- [Work required] Provide the number of lines in the records that hold the string "replace", without any other words.
(Provided records)
PR #2084, opened 2026-08-01
tests: Bump timeout

TheEvilSkeleton:
The "xdg-desktop-portal:integration/notification" test usually succeeds at just below the 200 seconds, which is the current timeout.

When working on #2080, the aforementioned test reached the [timeout](https://github.com/TheEvilSkeleton/xdg-desktop-portal/actions/runs/30593873504/job/91041890326#step:6:190), forcing the entire job to fail. However, rerunning it 'fixed' it. To avoid this from happening again, the timeout is being bumped to 225 seconds.

This PR has two commits: The first adds the capabilities to manually set the time for individual tests. The second bumps the timeout for the `notifications` test.

### DIFF
--- a/tests/meson.build
+++ b/tests/meson.build
@@ -112,6 +112,35 @@ pytest_files = [
   'test_wallpaper.py',
 ]
 
+tests = {
+  'account': {},
+  'background': {},
+  'camera': {},
+  'clipboard': {},
+  'documents': {},
+  'document_fuse': {},
+  'dynamiclauncher': {},
+  'email': {},
+  'filechooser': {},
+  'globalshortcuts': {},
+  'inhibit': {},
+  'inputcapture': {},
+  'location': {},
+  'notification': {},
+  'openuri': {},
+  'permission_store': {},
+  'print': {},
+  'registry': {},
+  'remotedesktop': {},
+  'settings': {},
+  'screencast': {},
+  'screenshot': {},
+  'shutdown': {},
+  'trash': {},
+  'usb': {},
+  'wallpaper': {},
+}
+
 template_files = [
   'templates/access.py',
   'templates/account.py',
@@ -137,12 +166,11 @@ template_files = [
   'templates/xdp_utils.py',
 ]
 
-foreach pytest_file : pytest_files
-  testname = pytest_file.replace('.py', '').replace('test_', '')
+foreach testname, params : tests
   test(
     'integration/@0@'.format(testname),
     run_test,
-    args: [meson.current_source_dir() / pytest_file] + pytest_args,
+    args: [meson.current_source_dir() / 'test_@0@.py'.format(testname)] + pytest_args,
     depends: [
       xdg_desktop_portal,
       xdp_validate_icon,
@@ -152,7 +180,7 @@ foreach pytest_file : pytest_files
     ],
     env: pytest_env,
     suite: ['integration'],
-    timeout: 200,
+    timeout: params.get('timeout', 200),
   )
 endforeach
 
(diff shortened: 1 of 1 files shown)


TheEvilSkeleton:
I'm marking this as draft as I would like to run the job 15 times to check if "xdg-desktop-portal:integration/notification" exceeds the timeout when it goes over 200 seconds.

TheEvilSkeleton:
Looks like most, if not all the jobs are running under 150 seconds, so I'll just mark it as ready for review

swick:
How about we make it possible to override the timeout of specific tests? The problem with bumping all to a high timeout is that when something starts hanging, you have to wait a long time before it becomes visible as a failure.

TheEvilSkeleton:
Pushed. What are your thoughts on this implementation?

tests/meson.build
```diff
@@ -83,34 +83,35 @@ if pymod.find_installation('python3', modules: ['xdist'], required: false).found
...
-  'test_screencast.py',
-  'test_screenshot.py',
-  'test_shutdown.py',
-  'test_trash.py',
-  'test_usb.py',
-  'test_wallpaper.py',
-]
+default_timeout = 200
+pytest_files = {
+  'test_account.py': default_timeout,
```
swick: I think you could do better with adding something like this:

```
pytests = {
  'account': {},
  'background': {'timeout': 250},
}

test(
  timeout: test.get('timeout', 200),
)
```

and then use pytest_files/template_files only for installing.

TheEvilSkeleton: Indeed, that's much cleaner

TheEvilSkeleton:
> tests/meson.build:188:24: ERROR: Foreach expects exactly 2 variables for iterating over objects of type dict

Do you happen to know what this error means?

Edit: never mind, I think I figured it out

tests/meson.build
```diff
@@ -137,7 +137,9 @@ template_files = [
   'templates/xdp_utils.py',
 ]
 
-foreach pytest_file : pytest_files
+foreach i : range(pytest_files.keys().length())
```
swick: `foreach file, params : pytest_files` should work

tests/meson.build
```diff
@@ -83,34 +83,34 @@ if pymod.find_installation('python3', modules: ['xdist'], required: false).found
...
-  'test_remotedesktop.py',
-  'test_settings.py',
-  'test_screencast.py',
-  'test_screenshot.py',
-  'test_shutdown.py',
-  'test_trash.py',
-  'test_usb.py',
-  'test_wallpaper.py',
-]
+pytest_files = {
```
swick: I think it would be cleaner to separate the file tracking we need to install the tests from the test definitions.

So, `pytest_files` should track the actual files we need to install (including `__init__.py` and so on), and `tests` should be a map of `test name` -> `options`.

Yes, more code, but cleaner.

swick (commented):
getting there

tests/meson.build
TheEvilSkeleton: > and `tests` should be a map of `test name` -> `options`.

What is "`options`"? Did you mean timeout?

swick: the dict which defines the test:
```
tests = {
  'account': {'timeout': 225},
}


foreach testname, params : tests
  test(
    'integration/@0@'.format(testname),
    args: [meson.current_source_dir() / 'test_@0@.py'.format(testname)] + pytest_args,
    timeout: params.get('timeout', 200),
  )
endforeach
```

testname = pytest_file.replace('.py', '').replace('test_', '')

TheEvilSkeleton: Thanks

TheEvilSkeleton:
Done

swick:
Thank you!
(End Provided records)
- [Answer below] 2